Dataset entries
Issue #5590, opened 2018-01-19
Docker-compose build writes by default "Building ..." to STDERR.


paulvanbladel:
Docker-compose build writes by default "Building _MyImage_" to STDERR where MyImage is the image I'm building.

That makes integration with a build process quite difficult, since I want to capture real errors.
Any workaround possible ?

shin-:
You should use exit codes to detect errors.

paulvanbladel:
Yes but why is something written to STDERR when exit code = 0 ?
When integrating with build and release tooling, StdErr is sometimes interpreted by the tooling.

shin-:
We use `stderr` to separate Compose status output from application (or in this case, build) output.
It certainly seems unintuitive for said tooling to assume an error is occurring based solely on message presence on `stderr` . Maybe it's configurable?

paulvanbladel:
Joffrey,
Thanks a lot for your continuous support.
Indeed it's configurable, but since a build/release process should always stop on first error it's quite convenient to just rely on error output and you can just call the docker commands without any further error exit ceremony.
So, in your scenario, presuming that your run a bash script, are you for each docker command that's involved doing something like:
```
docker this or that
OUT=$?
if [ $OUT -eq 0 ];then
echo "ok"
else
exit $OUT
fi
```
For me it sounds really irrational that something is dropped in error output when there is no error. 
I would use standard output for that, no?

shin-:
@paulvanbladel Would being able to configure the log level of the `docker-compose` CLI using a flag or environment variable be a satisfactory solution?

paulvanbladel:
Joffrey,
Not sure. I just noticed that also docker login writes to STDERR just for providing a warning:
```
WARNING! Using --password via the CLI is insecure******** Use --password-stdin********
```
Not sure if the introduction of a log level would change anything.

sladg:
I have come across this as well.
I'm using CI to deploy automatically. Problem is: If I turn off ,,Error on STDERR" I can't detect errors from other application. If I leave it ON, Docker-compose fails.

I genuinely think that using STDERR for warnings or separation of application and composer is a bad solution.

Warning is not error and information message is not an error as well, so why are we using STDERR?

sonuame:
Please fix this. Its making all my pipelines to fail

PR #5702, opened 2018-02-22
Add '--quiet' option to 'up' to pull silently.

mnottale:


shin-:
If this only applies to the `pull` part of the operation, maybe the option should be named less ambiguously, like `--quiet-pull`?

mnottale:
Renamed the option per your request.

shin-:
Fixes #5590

==

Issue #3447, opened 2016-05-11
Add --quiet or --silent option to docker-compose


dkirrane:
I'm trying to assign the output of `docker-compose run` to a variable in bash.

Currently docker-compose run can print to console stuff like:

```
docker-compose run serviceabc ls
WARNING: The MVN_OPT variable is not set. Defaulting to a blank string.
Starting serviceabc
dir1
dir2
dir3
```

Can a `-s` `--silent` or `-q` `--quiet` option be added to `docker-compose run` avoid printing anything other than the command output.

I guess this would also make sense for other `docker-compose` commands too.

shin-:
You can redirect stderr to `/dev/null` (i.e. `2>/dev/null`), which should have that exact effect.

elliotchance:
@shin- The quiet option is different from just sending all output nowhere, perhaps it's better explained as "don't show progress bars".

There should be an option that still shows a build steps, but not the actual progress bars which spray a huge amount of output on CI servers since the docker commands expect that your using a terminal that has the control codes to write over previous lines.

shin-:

---

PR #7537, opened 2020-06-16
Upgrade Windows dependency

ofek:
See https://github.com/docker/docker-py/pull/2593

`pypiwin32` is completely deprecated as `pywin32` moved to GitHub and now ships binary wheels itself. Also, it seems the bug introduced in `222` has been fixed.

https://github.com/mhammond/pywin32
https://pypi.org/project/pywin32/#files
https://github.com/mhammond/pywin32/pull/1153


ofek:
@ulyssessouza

> **Task goal**
Taking the line with "Renamed the option per your request." as the first and the line with "Fixes #5590" as the last, retype that stretch of the data above exactly, with no other lines.

> **Exercise answer**
Renamed the option per your request.

shin-:
Fixes #5590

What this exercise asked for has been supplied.